Performance Repose pose pose de Rémi Uchéda avec Cléo Laigret dans l’espace Plateforme à Paris durant le vernissage de l’expo intitulée I’m Easy to Please, le 21/02/2020

Soudain deux performeurs s’activent et s’abandonnent dans des postures corporelles de contrainte (l’un appuie son crâne contre un angle du mur et demeure immobile raidi dans une position oblique) ou de mollesse (l’autre s’affaisse dans un coin de mur dans une position assise). Pendant près d’une demi-heure ces deux corps évoluent dans l’espace de la salle, alternant des états de fatigue où le corps se laisse vaincre par la pesanteur et glisser sur le sol, et des états de résistance lorsqu’un corps en supporte un autre. Les corps s’étirent, se compriment, glissent, s’amollissent, se raidissent, se plaquent le long des surfaces qu’ils touchent comme pour mesurer l’espace, ou pour se mesurer à celui-ci et aux formes qui l’entourent : ils interagissent avec les autres oeuvres présentées, (une forme géométrique solide et anguleuse de taille humaine, des formes en caoutchouc élastiques, un tatami, des lames de patins à glace) les manipulent comme des objets absurdes ou inconnus, pour tenter d’en appréhender les limites et la fonction.

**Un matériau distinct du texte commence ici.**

PR #64, opened 2017-09-11
Add Ladders.

### LINKED ISSUE #44: Ladder modifier
Implement an avatar ladder modifier using MultiStageBehMod

Deledrius:
Adds the plAvLadder modifier, and also a new Plasma submenu to the `shift-A` Add menu.  This menu contains our first premade mesh guide, the Ladder.  

The ladder mesh operator automatically generates guides which show the artist where the climb animation will line up, and the entry regions (if desired) have their plAvLadderMod enabled and pre-configured.

Closes #44.

### DIFF
--- a/korman/operators/op_mesh.py
+++ b/korman/operators/op_mesh.py
@@ -26,7 +26,7 @@ class PlasmaMeshOperator:
 
 class PlasmaAddLadderMeshOperator(PlasmaMeshOperator, bpy.types.Operator):
     bl_idname = "mesh.plasma_ladder_add"
-    bl_label = "Ladder"
+    bl_label = "Add Ladder"
     bl_category = "Plasma"
     bl_description = "Adds a new Plasma Ladder"
     bl_options = {"REGISTER", "UNDO"}
--- a/korman/operators/op_mesh.py
+++ b/korman/operators/op_mesh.py
@@ -1,0 +1,366 @@
+#    This file is part of Korman.
+#
+#    Korman is free software: you can redistribute it and/or modify
+#    it under the terms of the GNU General Public License as published by
+#    the Free Software Foundation, either version 3 of the License, or
+#    (at your option) any later version.
+#
+#    Korman is distributed in the hope that it will be useful,
+#    but WITHOUT ANY WARRANTY; without even the implied warranty of
+#    MERCHANTABILITY or FITNESS FOR A PARTICULAR PURPOSE.  See the
+#    GNU General Public License for more details.
+#
+#    You should have received a copy of the GNU General Public License
+#    along with Korman.  If not, see <http://www.gnu.org/licenses/>.
+
+import bpy
+import bmesh
+import math
+import mathutils
+
+class PlasmaMeshOperator:
+    @classmethod
+    def poll(cls, context):
+        return context.scene.render.engine == "PLASMA_GAME"
+
+
+class PlasmaAddLadderMeshOperator(PlasmaMeshOperator, bpy.types.Operator):
+    bl_idname = "mesh.plasma_ladder_add"
+    bl_label = "Ladder"
+    bl_category = "Plasma"
+    bl_description = "Adds a new Plasma Ladder"
+    bl_options = {"REGISTER", "UNDO"}
+
+    # Basic stats
+    ladder_height = bpy.props.FloatProperty(name="Height",
+                                          description="Height of ladder in feet",
+                                          min=6, max=1000, step=200, precision=0, default=6,
+                                          unit="LENGTH", subtype="DISTANCE")
+    ladder_width = bpy.props.FloatProperty(name="Width",
+                                           description="Width of ladder in inches",
+                                           min=30, max=42, step=100, precision=0, default=30)
+    rung_height = bpy.props.FloatProperty(name="Rung height",
+                                          description="Height of rungs in inches",
+                                          min=1, max=6, step=100, precision=0, default=6)
+    # Template generation
+    gen_back_guide = bpy.props.BoolProperty(name="Ladder",
+                                            description="Generates helper object where ladder back should be placed",
+                                            default=True)
+    gen_ground_guides = bpy.props.BoolProperty(name="Ground",
+                                               description="Generates helper objects where ground should be placed",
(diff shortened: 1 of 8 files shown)


korman/operators/op_mesh.py
```diff
@@ -0,0 +1,369 @@
...
+    def draw(self, context):
+        layout = self.layout
+        space = bpy.context.space_data
+        if (not space.local_view):
+            box = layout.box()
+            box.label("Geometry:")
+
+            row = box.row()
+            if (self.ladder_height % 2 != 0):
+                row.alert = True
```
Hoikas: Could be simplified to `row.alert = self.ladder_height % 2 != 0`

korman/operators/op_mesh.py
```diff
@@ -0,0 +1,369 @@
...
+                col.prop(self, "rung_width_type", text="")
+
+            box = layout.box()
+            row = box.row()
+            col = row.column()
+            col.label("Upper Entry:")
+            col.row().prop(self, "has_upper_entry", text="Create")
+            row = col.row()
+            if not self.has_upper_entry:
+                row.enabled = False
```
Hoikas: Could be simplified to `row.enabled = not self.has_upper_entry`

korman/operators/op_mesh.py
```diff
@@ -0,0 +1,369 @@
...
+            row.prop(self, "upper_entry_enabled", text="Enabled")
+            col.separator()
+            col.label("Lower Entry:")
+            col.row().prop(self, "has_lower_entry", text="Create")
+            row = col.row()
+            if not self.has_lower_entry:
+                row.enabled = False
```
Hoikas: Could be simplified to `row.enabled = not self.has_lower_entry`

korman/operators/op_mesh.py
```diff
@@ -0,0 +1,369 @@
...
+        else:
+            row = layout.row()
+            row.label("Warning: Operator does not work in local view mode", icon="ERROR")
+
+    def execute(self, context):
+        if bpy.context.mode == "OBJECT":
+            create_ladder_objects(self, context)
+            return {"FINISHED"}
+        else:
+            self.report({'WARNING'}, "Ladder creation only valid in Object mode")
```
Hoikas: I think it would be a good idea to overload the operator's `poll()` method to do this check as well

korman/properties/modifiers/avatar.py
```diff
@@ -15,13 +15,76 @@
...
+                                    poll=idprops.poll_mesh_objects)
+
+    def export(self, exporter, bo, so):
+        # Create the ladder modifier
+        mod = exporter.mgr.find_create_object(plAvLadderMod, so=so, name=self.key_name)
+        mod.type = plAvLadderMod.kBig
+        mod.loops = self.num_loops
+        mod.enabled = self.is_enabled
+        if self.direction == "UP":
+            mod.goingUp = True
```
Hoikas: Could be simplified to `mod.goingUp = self.direction == "UP"`

korman/operators/op_mesh.py
```diff
@@ -0,0 +1,369 @@
...
+#
+#    You should have received a copy of the GNU General Public License
+#    along with Korman.  If not, see <http://www.gnu.org/licenses/>.
+
+import bpy
+import bmesh
+import math
+import mathutils
+
+class PlasmaMeshCreator:
```
Hoikas: I think the typical naming convention is `PlasmaMeshOperator` IIRC

Deledrius: I think I named this before I figured out where it ultimately ended up.

korman/operators/op_mesh.py
Deledrius: Your logic is reversed, but good idea! :trollface:

korman/operators/op_mesh.py
Deledrius: What would polling for the context mode do in this case?

Hoikas: If the poll fails, the operator should be hidden

Deledrius: It already is, I think?  The Add menu in Edit Mode is a different menu and doesn't show this operator.  The other modes don't even have an Add menu.

I think you're correct, but I'm not sure it's necessary.  Unless I misunderstand the problem.

Hoikas:
Reminder: it looks like there are still some `plasma_object.enabled = True` in here

Deledrius:
I think you're confusing this PR with the journal one.  If the regions aren't Plasma Objects, they won't be exported (and neither will the modifiers on them).

Hoikas:
Crap. Region generation is a pre-export step, right?

Deledrius:
I believe so.  Point is, this is a generator for meshes the artist will interact with.  We're just setting things up, not doing an export here.

korman/ui/modifiers/avatar.py
```diff
@@ -37,3 +37,12 @@ def sittingmod(modifier, layout, context):
     col = split.column()
     col.enabled = modifier.facing_enabled
     col.prop(modifier, "facing_degrees")
+
+def laddermod(modifier, layout, context):
```
Hoikas: Should be above sittingmod

korman/operators/op_mesh.py
```diff
@@ -0,0 +1,366 @@
...
+    def execute(self, context):
+        if bpy.context.mode == "OBJECT":
+            create_ladder_objects(self, context)
+            return {"FINISHED"}
+        else:
+            self.report({"WARNING"}, "Ladder creation only valid in Object mode")
+            return {"CANCELLED"}
+
+
+def create_guide_rungs(self):
```
Hoikas: Should these loose methods be members of the operator's class? They all seem to accept the operator as a self argument?

Deledrius: Good call.

korman/ui/modifiers/avatar.py
Deledrius: 👍

Deledrius:
Updated with your PR, @Hoikas, and I implemented your removed fix for the label as well.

Plus le processus de malléabilité du corps se poursuit entre mouvements de fatigue et de contrainte répétés, plus son caractère instable nous apparait, jusqu’à faire ressortir l’hétérogénéité de cette matière corporelle organique qui tente par tous les moyens de s’agripper ou d’adhérer aux choses inanimées mais ne parvient jamais à établir un contact stable ou durable. Le corps perd peu à peu sa fonction sociale, civilisée, pour se réduire à de la simple matière informe, amibique, qui adapte sa consistance semi-molle aux surfaces rigides qu’elle rencontre. Processus d’osmose impossible qui met à l’épreuve le point de rupture de l’intégrité corporelle face aux contraintes matérielles des objets extérieurs. Réminiscence de Configurations corporelles, la série célébrissime de Valie EXPORT où elle adapte son corps aux formes dures de l’espace urbain ? Bel hommage au body art des années 70 : comment ne pas évoquer également les actions de Dennis Oppenheim comme Parallel Stress où l’artiste retient son corps par les extrémités sur deux murs en maçonnerie, l’abandonnant à une force de gravité insoutenable. Corps gravitaires certes, corps nostalgiques peut-être.